___ DATASET EXCERPTS ___

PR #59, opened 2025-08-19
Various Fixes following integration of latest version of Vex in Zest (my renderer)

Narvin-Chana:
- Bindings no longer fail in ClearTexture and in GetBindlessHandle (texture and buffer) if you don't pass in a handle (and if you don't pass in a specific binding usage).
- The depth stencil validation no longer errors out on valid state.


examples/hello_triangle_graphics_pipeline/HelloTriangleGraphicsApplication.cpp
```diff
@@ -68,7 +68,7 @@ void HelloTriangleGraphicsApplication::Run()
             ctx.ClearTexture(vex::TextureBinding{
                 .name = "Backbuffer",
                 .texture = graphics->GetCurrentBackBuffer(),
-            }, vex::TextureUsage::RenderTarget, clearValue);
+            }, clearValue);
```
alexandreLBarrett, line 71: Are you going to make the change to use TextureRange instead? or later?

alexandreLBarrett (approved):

___
___ DATASET EXCERPTS ___

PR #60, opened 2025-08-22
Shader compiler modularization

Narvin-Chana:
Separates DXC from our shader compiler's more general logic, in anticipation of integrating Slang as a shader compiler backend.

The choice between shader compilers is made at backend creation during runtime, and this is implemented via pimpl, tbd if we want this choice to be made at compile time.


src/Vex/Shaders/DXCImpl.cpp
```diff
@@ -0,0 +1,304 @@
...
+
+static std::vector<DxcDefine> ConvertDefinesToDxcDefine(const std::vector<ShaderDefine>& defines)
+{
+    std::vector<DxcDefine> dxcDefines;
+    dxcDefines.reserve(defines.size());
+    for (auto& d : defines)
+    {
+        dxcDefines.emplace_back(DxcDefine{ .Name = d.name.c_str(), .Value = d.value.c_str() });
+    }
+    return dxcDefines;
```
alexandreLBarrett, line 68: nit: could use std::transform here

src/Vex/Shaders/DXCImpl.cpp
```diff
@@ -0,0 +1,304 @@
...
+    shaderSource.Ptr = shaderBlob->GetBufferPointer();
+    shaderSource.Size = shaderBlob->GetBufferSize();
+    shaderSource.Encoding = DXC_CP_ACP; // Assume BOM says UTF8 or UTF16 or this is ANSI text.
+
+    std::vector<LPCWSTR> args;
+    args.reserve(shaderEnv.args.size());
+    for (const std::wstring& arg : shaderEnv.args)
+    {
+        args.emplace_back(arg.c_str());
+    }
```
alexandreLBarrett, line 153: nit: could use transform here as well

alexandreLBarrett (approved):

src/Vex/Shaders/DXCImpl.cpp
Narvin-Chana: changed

___
___ DATASET EXCERPTS ___

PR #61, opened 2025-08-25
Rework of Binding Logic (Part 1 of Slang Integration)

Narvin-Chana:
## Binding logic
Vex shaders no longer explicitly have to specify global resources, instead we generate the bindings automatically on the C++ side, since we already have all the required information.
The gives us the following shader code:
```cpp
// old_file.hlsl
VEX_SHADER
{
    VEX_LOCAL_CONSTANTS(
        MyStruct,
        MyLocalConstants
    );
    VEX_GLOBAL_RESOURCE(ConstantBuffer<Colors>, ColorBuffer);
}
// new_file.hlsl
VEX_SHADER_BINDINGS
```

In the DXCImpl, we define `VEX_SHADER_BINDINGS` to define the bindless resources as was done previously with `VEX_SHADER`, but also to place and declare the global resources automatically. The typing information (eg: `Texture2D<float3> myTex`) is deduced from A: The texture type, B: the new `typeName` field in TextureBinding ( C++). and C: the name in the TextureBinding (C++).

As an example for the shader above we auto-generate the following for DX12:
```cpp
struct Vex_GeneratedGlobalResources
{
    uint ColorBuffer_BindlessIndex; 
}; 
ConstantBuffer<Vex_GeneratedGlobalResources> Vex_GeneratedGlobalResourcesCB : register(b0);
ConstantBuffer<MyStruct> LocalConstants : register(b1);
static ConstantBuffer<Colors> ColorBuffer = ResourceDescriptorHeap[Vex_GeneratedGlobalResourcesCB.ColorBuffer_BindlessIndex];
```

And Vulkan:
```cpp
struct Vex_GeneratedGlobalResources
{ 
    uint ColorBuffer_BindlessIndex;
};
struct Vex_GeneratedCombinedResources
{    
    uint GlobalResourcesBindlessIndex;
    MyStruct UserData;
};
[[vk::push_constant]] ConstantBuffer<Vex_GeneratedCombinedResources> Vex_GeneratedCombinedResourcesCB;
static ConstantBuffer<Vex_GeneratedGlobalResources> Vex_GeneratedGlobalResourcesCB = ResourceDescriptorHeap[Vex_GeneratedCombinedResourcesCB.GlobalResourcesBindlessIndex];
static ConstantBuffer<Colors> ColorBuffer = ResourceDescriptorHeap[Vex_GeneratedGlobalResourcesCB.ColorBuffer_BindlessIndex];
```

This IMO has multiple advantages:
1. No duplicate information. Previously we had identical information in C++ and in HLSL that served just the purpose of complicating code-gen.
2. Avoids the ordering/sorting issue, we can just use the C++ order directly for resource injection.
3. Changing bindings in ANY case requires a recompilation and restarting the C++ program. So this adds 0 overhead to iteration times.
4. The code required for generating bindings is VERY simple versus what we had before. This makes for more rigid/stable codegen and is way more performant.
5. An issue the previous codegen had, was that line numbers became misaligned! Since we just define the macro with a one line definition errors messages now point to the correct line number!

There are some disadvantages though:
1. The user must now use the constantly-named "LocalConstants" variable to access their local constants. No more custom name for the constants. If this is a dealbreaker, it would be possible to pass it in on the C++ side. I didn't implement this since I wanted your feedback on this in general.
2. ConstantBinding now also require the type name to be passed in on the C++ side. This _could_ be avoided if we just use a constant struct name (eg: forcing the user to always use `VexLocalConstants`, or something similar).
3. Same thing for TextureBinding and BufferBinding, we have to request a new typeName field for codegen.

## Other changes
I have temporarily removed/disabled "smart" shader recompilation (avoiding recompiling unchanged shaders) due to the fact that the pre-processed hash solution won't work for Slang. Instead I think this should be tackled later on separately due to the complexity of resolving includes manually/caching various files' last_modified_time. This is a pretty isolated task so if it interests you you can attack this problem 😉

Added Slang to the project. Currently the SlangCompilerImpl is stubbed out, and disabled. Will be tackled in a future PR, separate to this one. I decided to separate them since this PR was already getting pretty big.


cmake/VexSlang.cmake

___

• GOAL OF THE EXERCISE
Please copy the lines above from the line with "PR #59, opened 2025-08-19" up to and including the line with "- Bindings no", exactly as written and with nothing else.

• RESPONSE BELOW
PR #59, opened 2025-08-19
Various Fixes following integration of latest version of Vex in Zest (my renderer)

Narvin-Chana:
- Bindings no longer fail in ClearTexture and in GetBindlessHandle (texture and buffer) if you don't pass in a handle (and if you don't pass in a specific binding usage).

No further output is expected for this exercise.